#### TASK OBJECTIVE:
Scan the entries for "https". Every line that holds it is to be copied.

#### INPUT:
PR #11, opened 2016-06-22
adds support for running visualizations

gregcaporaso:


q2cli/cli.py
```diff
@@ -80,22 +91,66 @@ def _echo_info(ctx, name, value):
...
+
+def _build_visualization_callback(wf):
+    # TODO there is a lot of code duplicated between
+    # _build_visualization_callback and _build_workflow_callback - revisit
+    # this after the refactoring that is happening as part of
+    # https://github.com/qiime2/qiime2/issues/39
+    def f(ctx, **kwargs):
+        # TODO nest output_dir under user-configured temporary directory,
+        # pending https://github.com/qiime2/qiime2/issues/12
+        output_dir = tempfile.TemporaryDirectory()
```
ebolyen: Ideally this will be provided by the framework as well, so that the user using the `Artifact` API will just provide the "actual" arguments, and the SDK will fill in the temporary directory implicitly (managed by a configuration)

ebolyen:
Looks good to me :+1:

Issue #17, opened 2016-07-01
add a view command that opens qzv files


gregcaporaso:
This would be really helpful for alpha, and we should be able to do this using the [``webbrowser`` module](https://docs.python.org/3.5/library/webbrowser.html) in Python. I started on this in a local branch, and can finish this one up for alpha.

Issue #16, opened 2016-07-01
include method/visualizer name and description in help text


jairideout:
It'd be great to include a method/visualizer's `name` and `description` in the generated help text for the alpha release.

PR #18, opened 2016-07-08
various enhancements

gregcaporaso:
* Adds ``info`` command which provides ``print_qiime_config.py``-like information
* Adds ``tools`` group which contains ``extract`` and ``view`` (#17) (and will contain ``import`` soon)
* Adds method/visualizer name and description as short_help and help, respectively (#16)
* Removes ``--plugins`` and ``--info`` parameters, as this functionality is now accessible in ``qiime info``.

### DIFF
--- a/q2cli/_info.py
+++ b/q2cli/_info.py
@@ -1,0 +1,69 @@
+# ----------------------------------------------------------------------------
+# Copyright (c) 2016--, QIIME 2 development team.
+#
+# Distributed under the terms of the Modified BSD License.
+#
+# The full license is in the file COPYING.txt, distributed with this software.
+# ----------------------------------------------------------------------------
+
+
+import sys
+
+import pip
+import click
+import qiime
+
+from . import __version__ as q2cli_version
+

#### RESPONSE TO THIS EXERCISE:
+    # https://github.com/qiime2/qiime2/issues/39
+        # pending https://github.com/qiime2/qiime2/issues/12
This would be really helpful for alpha, and we should be able to do this using the [``webbrowser`` module](https://docs.python.org/3.5/library/webbrowser.html) in Python. I started on this in a local branch, and can finish this one up for alpha.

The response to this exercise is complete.